Modern bungalows, constructed for prospering postwar families, were beginning to pop up in the newly developed suburb of Park Hill, and she was in prime position to be their local librarian, introducing them to the wide world of the written word. She broke new ground in 1924 when she implemented a Poetry Circle as a substitute for the established Story Hour and went even further writing, “Of what avail is the knowledge of poetry if we cannot find joy in reading it?” McClung focused on the pure enjoyment of reading and listening, instead of practicing the formal gatekeeping that others engaged in at the time. Would she be proud of me breaking new ground in the same building with the Underground Comedy Club, concerts and putt-putt nearly a century later? My librarian instincts tell me that she’d see the laughter and connection and give a quiet nod of appreciation.

Miss McClung retired after 36 years of service to the Denver Public Library, and went on to contribute extensively to the fields of Colorado History and Genealogy. In this work, she documented the genealogy of several Colorado governors, and published a three-volume set on the Carson-Bent-Boggs families, linking those families back to Daniel Boone. In 1983, Governor Dick Lamm proclaimed March 3, her 93rd birthday, to be Quantrille McClung Day.

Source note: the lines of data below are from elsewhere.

PR #5485, opened 2025-01-07
android, desktop: inline reports

diogofcunha:


apps/multiplatform/common/src/commonMain/kotlin/chat/simplex/common/views/chat/item/ChatItemView.kt
```diff
@@ -1202,8 +1411,59 @@ fun moderateMessagesAlertDialog(itemIds: List<Long>, questionText: String, delet
...
+        }
+      }
+    },
+    destructive = true,
+  )
+}
+
 expect fun copyItemToClipboard(cItem: ChatItem, clipboard: ClipboardManager)
 
+private suspend fun getLocalIdForReportedMessage(
```
diogofcunha, line 1446: @avently there is a similar piece of code to this in the Loader for chat items, but it deals with a lot of state that I don't have as state in this view + scrolls when done, didn't seem worth the complication of trying to wire up everything for something so small, but you may know an easy way to do it

apps/multiplatform/common/src/commonMain/kotlin/chat/simplex/common/model/ChatModel.kt
```diff
@@ -1642,7 +1642,7 @@ data class GroupMember (
   fun canChangeRoleTo(groupInfo: GroupInfo): List<GroupMemberRole>? =
     if (!canBeRemoved(groupInfo)) null
     else groupInfo.membership.memberRole.let { userRole ->
-      GroupMemberRole.values().filter { it <= userRole && it != GroupMemberRole.Author }
+      GroupMemberRole.supportedRoles.filter { it <= userRole }
```
avently, line 1645: what does it mean "supported role"? Name suggests that any other role except from supportedRoles is not supported. Please, use naming that describes what it actually means

apps/multiplatform/common/src/commonMain/kotlin/chat/simplex/common/model/ChatModel.kt
```diff
@@ -2120,8 +2126,14 @@ data class ChatItem (
...
 
+  val isReport: Boolean get() = when (content) {
+    is CIContent.SndMsgContent, is CIContent.RcvMsgContent ->
+      content.msgContent is MsgContent.MCReport
+    else -> false
+  }
+
   val canBeDeletedForSelf: Boolean
-    get() = (content.msgContent != null && !meta.isLive) || meta.itemDeleted != null || isDeletedContent || mergeCategory != null || showLocalDelete
+    get() = !isReport && (content.msgContent != null && !meta.isLive) || meta.itemDeleted != null || isDeletedContent || mergeCategory != null || showLocalDelete
```
avently, line 2136: add more braces as it may now be incorrect

apps/multiplatform/common/src/commonMain/kotlin/chat/simplex/common/views/chat/ChatView.kt
```diff
@@ -1917,7 +1917,7 @@ private fun scrollToItem(
   }
 }
 
-private fun findQuotedItemFromItem(
+fun findQuotedItemFromItem(
```
avently, line 1920: it still can be private

avently:
Is it expected that I can report my own message?

avently:
There is a padding between the line "Report other: only group moderators can see it" and quoted content in ComposeView. I know we have it in other cases too and if you know how to fix it, please, fix it. If not, it's ok, someday we will find time on it

avently:
It looks like the moderate button is visible even if the message already moderated and once repeated, there is an error in the console. If there is no easy way (without loading the possibly moderated item) to determine is it moderated already or not, forget, not a big deal

avently:
Overall, apart from the comments I mentioned, the code looks good and UI feels comfortable to use, very good.

apps/multiplatform/common/src/commonMain/kotlin/chat/simplex/common/views/chat/item/ChatItemView.kt
avently: it's fine like this

PR #5503, opened 2025-01-10
ios: report tags and icon on ChatList

avently:


apps/ios/Shared/Model/ChatModel.swift
```diff
@@ -106,6 +106,8 @@ class ChatTagsModel: ObservableObject {
     @Published var userTags: [ChatTag] = []
     @Published var activeFilter: ActiveFilter? = nil
     @Published var presetTags: [PresetTag:Int] = [:]
+    @Published var collapsiblePresetTags: [PresetTag:Int] = [:]
```
diogofcunha, line 109: are there any downside of instead of making 2 new properties in the model just move the this information as a new var of preset tag?

https://github.com/simplex-chat/simplex-chat/pull/5503/files#diff-3cd419442d11b07e971c230143e3064834892aecbcc1e31c851114d06c8a3800R871

same you have in that function but inside the preset tag type as a var, maybe i'm missing something but seems simpler than keeping 2 new vars in the model to hold this info

epoberezkin: neither is needed

PR #5539, opened 2025-01-16
desktop, android: use timestamp as file name for videos

diogofcunha:


apps/multiplatform/common/src/commonMain/kotlin/chat/simplex/common/views/chat/ComposeView.kt
```diff
@@ -610,7 +610,17 @@ fun ComposeView(
                 if (remoteHost == null) saveAnimImage(it.uri)
                 else CryptoFile.desktopPlain(it.uri)
               is UploadContent.Video ->
-                if (remoteHost == null) saveFileFromUri(it.uri)
+                if (remoteHost == null) saveFileFromUri(
+                  it.uri,
+                  getDestFileName = { filename ->
```
avently, line 615: I don't like indirection here. Would be better to pass some parameter to saveFileFromUri like:
`fileNamePrefix: String?` which then be transferred to generateNewFileName (if not null) or uniqueCombine (if null)

apps/multiplatform/common/src/commonMain/kotlin/chat/simplex/common/views/helpers/Utils.kt
```diff
@@ -247,13 +247,26 @@ fun saveAnimImage(uri: URI): CryptoFile? {
...
     val inputStream = uri.inputStream()
     val fileToSave = getFileName(uri)
     return if (inputStream != null && fileToSave != null) {
-      val destFileName = uniqueCombine(fileToSave, File(getAppFilePath("")))
+      val destFileName = if (hiddenFileNamePrefix == null) {
+        uniqueCombine(fileToSave, File(getAppFilePath("")))
+      } else {
+        val ext = when {
+          // remove everything but extension
+          fileToSave.contains(".") -> fileToSave.replaceBeforeLast('.', "").replace(".", "")
```
avently, line 265: .substringAfterLast(".")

In 1996, she posthumously received the Vogels Award, recognizing her service to the genealogical community. Miss McClung died in July 1985. 

Quantrille McClung dedicated one third of her long life to serving Denver through exceptional library stewardship and innovation and is credited with founding the nationally treasured Western History and Genealogy Department. While I have only worked at the Denver Public Library for 20 years thus far,  Emulating her 36 doesn’t seem out of the realm of possibility. McClung’s substantive contributions to the field gives me a very illustrious guiding star to follow. 

With these words, I reach through time toward a mentor and hero I never met, a librarian who saw the tumultuous times of widespread pandemic and social unrest impacting her community, and utilized her skills and knowledge to the best of her ability. I strive each day to hold the example of this foremother of librarianship close to my heart, and to make choices today that will positively alter the landscape of librarianship 100 years from now.